Het vorenstaande brengt mee dat naar het oordeel van het hof bij gebreke van voldoende wettig bewijs niet tot een veroordeling kan worden gekomen ter zake van hetgeen onder feit 2 is tenlastegelegd.
Bewezenverklaring
Het hof acht wettig en overtuigend bewezen dat de verdachte het onder 1 ten laste gelegde heeft begaan, met dien verstande dat:
1:
[verdachte] in de periode van 29 december 2009 tot en met 20 september 2011 in de gemeente [Z] , een deel van de bedrijfsadministratie, ten name van [verdachte] - zijnde dat deel van die bedrijfsadministratie een samenstel van geschriften dat bestemd was om tot bewijs van enig feit te dienen - valselijk heeft opgemaakt, immers heeft zij, [verdachte] toen daar telkens opzettelijk valselijk en in strijd met de waarheid - zakelijk weergegeven - in dat deel van die bedrijfsadministratie opgenomen en verwerkt:
A: in de periode van 29 december 2009 tot en met 20 september 2011 een aantal, vervalste inkoopbonnen, waarop telkens in strijd met de waarheid een hoger bedrag is vermeld dan daadwerkelijk aan de klant is uitbetaald;
C: in de periode van 1 januari 2011 tot en met 20 september 2011 het registerboek 2011, zoals bedoeld in artikel 437 van het Wetboek van Strafrecht, waarin onder meer telkens in strijd met de waarheid is opgenomen vervalste inkoopbonnen als bedoeld onder A, zulks telkens met het oogmerk om dat samenstel van geschriften als echt en onvervalst te gebruiken of door anderen te doen gebruiken.

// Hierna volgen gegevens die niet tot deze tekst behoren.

PR #734, opened 2022-09-28
fix: fix panels could not be updated inside hooks

malangfox:
## Issue
#719 

## Details
This fixes the bug in react-flicking that the updated panels are not applied when the list of panels are updated in hooks.

### DIFF
--- a/packages/react-flicking/src/react-flicking/Flicking.tsx
+++ b/packages/react-flicking/src/react-flicking/Flicking.tsx
@@ -26,12 +26,6 @@ import NonStrictPanel from "./NonStrictPanel";
 import ViewportSlot from "./ViewportSlot";
 import ReactElementProvider from "./ReactElementProvider";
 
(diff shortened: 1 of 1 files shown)


WoodNeck (approved):
LGTM

packages/react-flicking/src/react-flicking/Flicking.tsx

Hetgeen onder 1 meer of anders is ten laste gelegd, is niet bewezen. De verdachte moet hiervan worden vrijgesproken.
Het hof grondt zijn overtuiging dat de verdachte het bewezen verklaarde heeft begaan op de feiten en omstandigheden die in de bewijsmiddelen zijn vervat, zoals deze na het eventueel instellen van beroep in cassatie zullen worden opgenomen in de op te maken aanvulling op dit arrest.
Strafbaarheid van het bewezen verklaarde
Er is geen omstandigheid aannemelijk geworden die de strafbaarheid van het onder 1 bewezen verklaarde uitsluit, zodat dit strafbaar is.
Het onder 1 bewezen verklaarde levert op:
valsheid in geschrift, begaan door een rechtspersoon, meermalen gepleegd.”